Saved data entries:
• • • • • • •

PR #3002, opened 2022-12-12
chore(all): remove unneeded timer channel drains

qdm12:
## Changes

:sob: Sorry I've been wrong and annoying everyone with draining timer channels when stopping them...
Basically (duh) a channel is just like any other pointer, so if it goes out of scope it gets GC'd. There is no need to drain it, even if it's buffered, as long as it goes out of scope, it'll get GC'd. So that means timers don't need to have their channels drained. The only reason to drain them (the timer documentation isn't so clear on that) is to reset them, which we don't use at all in our codebase (except once where the timer already expired and was drained)

### DIFF
--- a/dot/network/discovery.go
+++ b/dot/network/discovery.go
@@ -155,9 +155,7 @@ func (d *discovery) advertise() {
 
 		select {
 		case <-d.ctx.Done():
-			if !timer.Stop() {
-				<-timer.C
-			}
+			timer.Stop()
 			return
 		case <-timer.C:
 			logger.Debug("advertising ourselves in the DHT...")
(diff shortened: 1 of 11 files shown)


dot/network/discovery.go
```diff
@@ -217,10 +215,6 @@ func (d *discovery) findPeers() {
 			logger.Tracef("found new peer %s via DHT", peer.ID)
 			d.h.Peerstore().AddAddrs(peer.ID, peer.Addrs, peerstore.PermanentAddrTTL)
 			d.handler.AddPeer(0, peer.ID)
-
-			if !timer.Stop() {
-				<-timer.C
-			}
```
qdm12, line 223: removed like in #3001

EclesioMeloJunior (approved):

timwu20 (approved):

• • • • • • •

Problem to work on ::
Taking care to match every character, output all of the entries above.

Answer area ::
PR #3002, opened 2022-12-12
chore(all): remove unneeded timer channel drains

qdm12:
## Changes

:sob: Sorry I've been wrong and annoying everyone with draining timer channels when stopping them...
Basically (duh) a channel is just like any other pointer, so if it goes out of scope it gets GC'd. There is no need to drain it, even if it's buffered, as long as it goes out of scope, it'll get GC'd. So that means timers don't need to have their channels drained. The only reason to drain them (the timer documentation isn't so clear on that) is to reset them, which we don't use at all in our codebase (except once where the timer already expired and was drained)

### DIFF
--- a/dot/network/discovery.go
+++ b/dot/network/discovery.go
@@ -155,9 +155,7 @@ func (d *discovery) advertise() {
 
 		select {
 		case <-d.ctx.Done():
-			if !timer.Stop() {
-				<-timer.C
-			}
+			timer.Stop()
 			return
 		case <-timer.C:
 			logger.Debug("advertising ourselves in the DHT...")
(diff shortened: 1 of 11 files shown)


dot/network/discovery.go
```diff
@@ -217,10 +215,6 @@ func (d *discovery) findPeers() {
 			logger.Tracef("found new peer %s via DHT", peer.ID)
 			d.h.Peerstore().AddAddrs(peer.ID, peer.Addrs, peerstore.PermanentAddrTTL)
 			d.handler.AddPeer(0, peer.ID)
-
-			if !timer.Stop() {
-				<-timer.C
-			}
```
qdm12, line 223: removed like in #3001

EclesioMeloJunior (approved):

timwu20 (approved):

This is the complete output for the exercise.